アフガニスタンで子どもたちの教育支援に当たり、イスラム主義勢力タリバンによって拘束された活動家の男性に向け、俳優のアンジェリーナ・ジョリーさんが公開書簡を発表した。
ジョリーさんは8月16日、ある男性の写真とともに、自身のInstagramで次のように報告した。
「マティウラ・ウェサは、アフガニスタンで女性と少女の権利を守る多くのアフガニスタン人男性のうちの一人です。彼は、タリバンによる女子の就学禁止の決定に反対しました。今、彼は刑務所にいます。私は今日、彼に支援の手紙を書きました」
インドの英字紙「Hindustan Times」などによると、アフガニスタンの教育活動家であるマティウラ・ウェサさんは3月、タリバン当局に逮捕された。ウェサさんは、女子に対する教育禁止の政策に抗議しており、モスクでの礼拝から戻る途中に首都カブール市内で当局に拘束されたという。

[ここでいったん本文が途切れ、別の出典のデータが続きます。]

PR #217, opened 2025-05-27
get ice-lite returning nil

OctopusRage:
fix get ice lite not recognized sdp offer that has "a=ice-lite"

### DIFF
--- a/lib/ex_webrtc/sdp_utils.ex
+++ b/lib/ex_webrtc/sdp_utils.ex
@@ -140,7 +140,7 @@ defmodule ExWebRTC.SDPUtils do
   end
 
   @spec get_ice_lite(ExSDP.t()) :: boolean()
-  def get_ice_lite(sdp), do: (ExSDP.get_attribute(sdp, "ice-lite") || ExSDP.get_attribute(sdp, :ice_lite)) != nil
+  def get_ice_lite(sdp), do: ExSDP.get_attribute(sdp, :ice_lite) != nil
 
   @spec get_ice_credentials(ExSDP.t()) ::
           {:ok, {binary(), binary()} | nil}
--- a/lib/ex_webrtc/sdp_utils.ex
+++ b/lib/ex_webrtc/sdp_utils.ex
@@ -140,7 +140,7 @@ defmodule ExWebRTC.SDPUtils do
   end
 
   @spec get_ice_lite(ExSDP.t()) :: boolean()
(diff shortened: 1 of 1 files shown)


mickel8:
Hi @OctopusRage! Thanks for the catch! I think that we could even get rid of the first getter i.e. always look for `:ice_lite`, not for `"ice-lite"`. Could you do that as well?

mickel8:
And see if it works for you?

OctopusRage:
sure, updated

mickel8:
Thanks! Btw. can I ask what's your use-case for ice-lite?

mickel8:
But even without this fix, everything should work, I believe? The worst case scenario is that there will be ICE role conflict that should be automatically resolved

mickel8:
close notify is an alert sent by a side that is closing the connection in a graceful way. When you close a tab in a web browser it should also send DTLS close notify. So this error might not tell anything specific. See here: https://datatracker.ietf.org/doc/html/rfc5246#section-7.2.1

Can you confirm that you are receiving any packets? Also, are you sure you are sending any packets? Some services may close the connection when they don't receive any traffic.

OctopusRage:
Youre right, they immediately close connection after 20 sec if thereis no packet sent
I think i alr send packet to others peers using PeerConnection.send_rtp
I managed to estabilished call and i can hear it both on my browser and my mobile, but it still closed after 1 minutes of call.

Do i probably need to setup turn server on my local as well?

OctopusRage:
i dont think so, all http request done before call estabilished
maybe you can  figured this out @mickel8 ?

image
on my ss above, i started to get get rtcp msg `{nil,   %ExRTCP.Packet.SourceDescription{}` then as soon as im getting those msg i always get TLS error
does it mean i disconnected from their side?

OctopusRage:
i guess ill try to ask meta team too

mickel8:
You can check against `{:ex_webrtc, _pid, {:connection_state_change, conn_state}`, this is the message emitted by ex_webrtc. Also, you can try to enable debug logs and see if there are any ICE-related errors

OctopusRage:
Hi @mickel8 sry to bring this up again. I just revisited my code and i figured it out.
My peer connection suddenly stopped sending to their server after 1 mins. What might be causing this?
My ice connection is fine and connection state change is complete / connected and i still receiving their packet.

PR #220, opened 2025-06-19
Look for SPS instead of keyframe with H264 packetization_mode=0

sgfn:
As explained in the comments, checking for `nalu_type == 7` with H264 packetization_mode=0 has been verified to work correctly under simulated packet loss conditions.


lib/ex_webrtc/rtp/h264.ex
```diff
@@ -22,7 +28,7 @@ defmodule ExWebRTC.RTP.H264 do
   def keyframe?(%Packet{}), do: false
 
   defp do_keyframe?(0, _), do: false
-  defp do_keyframe?(nalu_type, _) when nalu_type in 1..23, do: nalu_type == 5
+  defp do_keyframe?(nalu_type, _) when nalu_type in 1..23, do: nalu_type == 7
```
mickel8, line 31: Should be the same as:
```suggestion
  defp do_keyframe?(7, _), do: true
```

mickel8 (approved):

lib/ex_webrtc/rtp/h264.ex
sgfn: Yeah, but I believe the explicitness of the current version is better. It communicates clearly that we're considering the case with `packetization_mode=0` (Single NAL Unit Mode), where we have exactly 1 AU in each NALU. I'd leave it as is.

PR #237, opened 2025-11-20
bugfix/dtls-crash-onclose

OctopusRage:
- the strange behaviour occured randomly when my peer tried to close its connection
- this fix dtls_transport = nil causing peer connection crashes when closed
- already try catch `PeerConnection.close()`. but still cannot avoid this error because its nif  implementation (?)
- this pr eliminate my current workaround by checking `PeerConnection.get_dtls_transport_state(peer_connection) not in [:failed, :closed]` before closing peer connection

image


sgfn:
should be fixed by #251

PR #238, opened 2025-11-20
TCP ICE first iteration

sgfn:
ref: https://github.com/elixir-webrtc/ex_ice/pull/89


lib/ex_webrtc/rtp_transceiver.ex
```diff
@@ -196,6 +198,21 @@ defmodule ExWebRTC.RTPTransceiver do
...
+          :udp
+
+        "tcp/" <> _rest ->
+          :tcp
+
+        other ->
+          Logger.debug("Unknown transport protocol: #{inspect(other)}. Assuming UDP")
+          :udp
+      end
+
```
Karolk99: We could add this to the `ExSDP.Utils`. As this case is very SDP-specific, ExSDP seems like the best place to keep it.

What do you think?

Karolk99: Also, I'm not sure about the debug log level. What would happen if the transport protocol was mistaken for the other one?

Karolk99 (commented):
You can add simple tests that check if a transceiver was created with the correct protocol

lib/ex_webrtc/rtp_transceiver.ex
sgfn: this change was reverted

sgfn:
Even though [RFC 4571, sec. 4.](https://www.rfc-editor.org/rfc/rfc4571#section-4) defines a token value `TCP/RTP/AVP` that should seemingly "fit better" in the SDP mlines when using TCP transport, we adhere to the guidelines from [RFC 5764, sec. 8.](https://www.rfc-editor.org/rfc/rfc5764.html#section-8) and always use `UDP/TLS/RTP/SAVPF`. This is because the media stream still uses DTLS and is essentially unchanged, the only difference being handled by ICE (RFC 4571 framing and TCP transport for the would-be UDP datagram payloads).

The same applies to `UDP/DTLS/SCTP` used in data channels.

Karolk99 (approved):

ウェサさんは、2009年に立ち上がったボランティア団体「Pen Path」の創設者。2400人以上のボランティアが所属し、教室の設置のほか、本や文房具の配布支援などに取り組んでいる。
ジョリーさんはInstagramの投稿で、ウェサさんが現地で子どもたちの間に立ち話をする姿や、「アフガンの少女たちに学びを」とのメッセージを掲げている写真を添えた。「暴力をなくす唯一の方法は教育によってのみ」という、ウェサさんが残していた言葉もシェアした。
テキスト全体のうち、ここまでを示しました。